*** Block opens ***

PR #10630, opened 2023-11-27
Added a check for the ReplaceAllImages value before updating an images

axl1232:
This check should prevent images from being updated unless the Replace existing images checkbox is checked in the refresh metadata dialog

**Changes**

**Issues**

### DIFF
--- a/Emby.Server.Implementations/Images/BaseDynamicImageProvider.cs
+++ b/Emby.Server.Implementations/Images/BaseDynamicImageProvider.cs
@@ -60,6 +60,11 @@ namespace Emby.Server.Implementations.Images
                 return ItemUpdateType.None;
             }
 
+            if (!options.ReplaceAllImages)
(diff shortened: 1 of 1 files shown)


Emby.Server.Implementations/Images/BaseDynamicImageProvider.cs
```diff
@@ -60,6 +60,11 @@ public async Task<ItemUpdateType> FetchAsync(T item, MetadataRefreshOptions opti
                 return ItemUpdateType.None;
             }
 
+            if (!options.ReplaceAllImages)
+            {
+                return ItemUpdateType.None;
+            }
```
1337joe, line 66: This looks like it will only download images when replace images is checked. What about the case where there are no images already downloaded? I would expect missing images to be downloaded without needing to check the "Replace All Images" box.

*** Block closes ***
*** Block opens ***

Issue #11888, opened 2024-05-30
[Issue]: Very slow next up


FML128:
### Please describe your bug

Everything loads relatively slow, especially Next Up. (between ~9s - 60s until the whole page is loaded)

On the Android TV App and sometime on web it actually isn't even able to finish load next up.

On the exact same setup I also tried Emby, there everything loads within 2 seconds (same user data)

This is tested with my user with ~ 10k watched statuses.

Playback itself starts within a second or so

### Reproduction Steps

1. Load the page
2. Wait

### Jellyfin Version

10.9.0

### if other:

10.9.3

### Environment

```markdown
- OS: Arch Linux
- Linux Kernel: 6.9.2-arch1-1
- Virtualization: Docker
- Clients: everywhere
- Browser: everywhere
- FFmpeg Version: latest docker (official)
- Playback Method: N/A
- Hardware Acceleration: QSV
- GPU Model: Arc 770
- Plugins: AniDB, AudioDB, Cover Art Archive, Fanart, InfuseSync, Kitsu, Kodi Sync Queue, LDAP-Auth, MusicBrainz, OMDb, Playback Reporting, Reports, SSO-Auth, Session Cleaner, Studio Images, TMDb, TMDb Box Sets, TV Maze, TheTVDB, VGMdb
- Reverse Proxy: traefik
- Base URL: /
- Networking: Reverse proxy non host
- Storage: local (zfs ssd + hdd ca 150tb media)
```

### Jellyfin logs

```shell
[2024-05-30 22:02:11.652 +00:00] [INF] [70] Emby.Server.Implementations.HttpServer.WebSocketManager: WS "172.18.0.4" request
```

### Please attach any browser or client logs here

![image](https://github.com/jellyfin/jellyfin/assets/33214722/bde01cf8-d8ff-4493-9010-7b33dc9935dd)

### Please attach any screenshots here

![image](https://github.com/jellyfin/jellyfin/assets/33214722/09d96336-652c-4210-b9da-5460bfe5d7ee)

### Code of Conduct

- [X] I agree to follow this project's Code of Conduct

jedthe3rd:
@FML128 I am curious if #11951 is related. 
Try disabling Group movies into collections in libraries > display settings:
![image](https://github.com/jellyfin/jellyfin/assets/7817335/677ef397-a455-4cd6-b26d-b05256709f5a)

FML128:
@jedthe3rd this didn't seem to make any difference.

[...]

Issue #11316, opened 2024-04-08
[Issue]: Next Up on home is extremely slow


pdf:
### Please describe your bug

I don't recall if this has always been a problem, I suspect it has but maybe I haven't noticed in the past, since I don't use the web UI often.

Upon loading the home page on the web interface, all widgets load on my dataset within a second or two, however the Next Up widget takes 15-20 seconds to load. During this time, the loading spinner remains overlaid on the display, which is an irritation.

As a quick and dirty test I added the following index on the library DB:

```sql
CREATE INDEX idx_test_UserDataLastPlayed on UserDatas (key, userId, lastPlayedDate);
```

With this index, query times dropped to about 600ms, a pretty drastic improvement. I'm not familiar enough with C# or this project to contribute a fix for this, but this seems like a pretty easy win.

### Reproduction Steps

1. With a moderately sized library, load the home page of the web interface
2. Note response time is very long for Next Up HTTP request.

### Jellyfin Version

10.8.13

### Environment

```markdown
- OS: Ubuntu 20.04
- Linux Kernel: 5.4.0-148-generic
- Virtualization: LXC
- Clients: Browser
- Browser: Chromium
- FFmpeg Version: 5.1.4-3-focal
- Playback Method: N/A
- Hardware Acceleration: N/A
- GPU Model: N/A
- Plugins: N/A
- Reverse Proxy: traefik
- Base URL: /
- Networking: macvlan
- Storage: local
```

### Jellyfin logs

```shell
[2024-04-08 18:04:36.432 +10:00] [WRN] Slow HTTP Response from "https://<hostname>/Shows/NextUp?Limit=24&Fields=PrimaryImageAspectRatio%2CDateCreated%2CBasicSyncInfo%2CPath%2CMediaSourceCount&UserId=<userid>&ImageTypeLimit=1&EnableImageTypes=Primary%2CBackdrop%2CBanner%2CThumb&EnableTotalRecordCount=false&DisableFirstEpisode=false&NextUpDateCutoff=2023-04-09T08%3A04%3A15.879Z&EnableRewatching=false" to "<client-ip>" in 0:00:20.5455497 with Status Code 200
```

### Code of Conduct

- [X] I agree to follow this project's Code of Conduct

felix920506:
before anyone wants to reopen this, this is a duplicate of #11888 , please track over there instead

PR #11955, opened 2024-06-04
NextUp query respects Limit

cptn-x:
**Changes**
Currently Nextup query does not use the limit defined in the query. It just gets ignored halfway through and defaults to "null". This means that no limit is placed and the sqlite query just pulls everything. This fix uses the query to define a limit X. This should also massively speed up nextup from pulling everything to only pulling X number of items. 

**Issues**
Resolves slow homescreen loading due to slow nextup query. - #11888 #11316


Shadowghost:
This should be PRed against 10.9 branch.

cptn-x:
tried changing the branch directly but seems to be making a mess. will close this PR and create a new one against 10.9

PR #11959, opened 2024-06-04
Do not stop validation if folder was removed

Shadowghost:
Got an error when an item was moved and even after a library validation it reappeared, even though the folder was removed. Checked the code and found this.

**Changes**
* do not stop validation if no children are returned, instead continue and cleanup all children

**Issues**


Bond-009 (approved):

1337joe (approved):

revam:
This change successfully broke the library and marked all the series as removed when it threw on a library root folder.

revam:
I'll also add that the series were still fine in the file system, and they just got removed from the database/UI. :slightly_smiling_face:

*** Block closes ***

### What is required
Using the entries shown above, reproduce verbatim the lines from the line bearing "PR #10630, opened 2023-11-27" to the line bearing "1337joe, line 66: This", inclusive.

### Exercise response
PR #10630, opened 2023-11-27
Added a check for the ReplaceAllImages value before updating an images

axl1232:
This check should prevent images from being updated unless the Replace existing images checkbox is checked in the refresh metadata dialog

**Changes**

**Issues**

### DIFF
--- a/Emby.Server.Implementations/Images/BaseDynamicImageProvider.cs
+++ b/Emby.Server.Implementations/Images/BaseDynamicImageProvider.cs
@@ -60,6 +60,11 @@ namespace Emby.Server.Implementations.Images
                 return ItemUpdateType.None;
             }
 
+            if (!options.ReplaceAllImages)
(diff shortened: 1 of 1 files shown)


Emby.Server.Implementations/Images/BaseDynamicImageProvider.cs
```diff
@@ -60,6 +60,11 @@ public async Task<ItemUpdateType> FetchAsync(T item, MetadataRefreshOptions opti
                 return ItemUpdateType.None;
             }
 
+            if (!options.ReplaceAllImages)
+            {
+                return ItemUpdateType.None;
+            }
```
1337joe, line 66: This looks like it will only download images when replace images is checked. What about the case where there are no images already downloaded? I would expect missing images to be downloaded without needing to check the "Replace All Images" box.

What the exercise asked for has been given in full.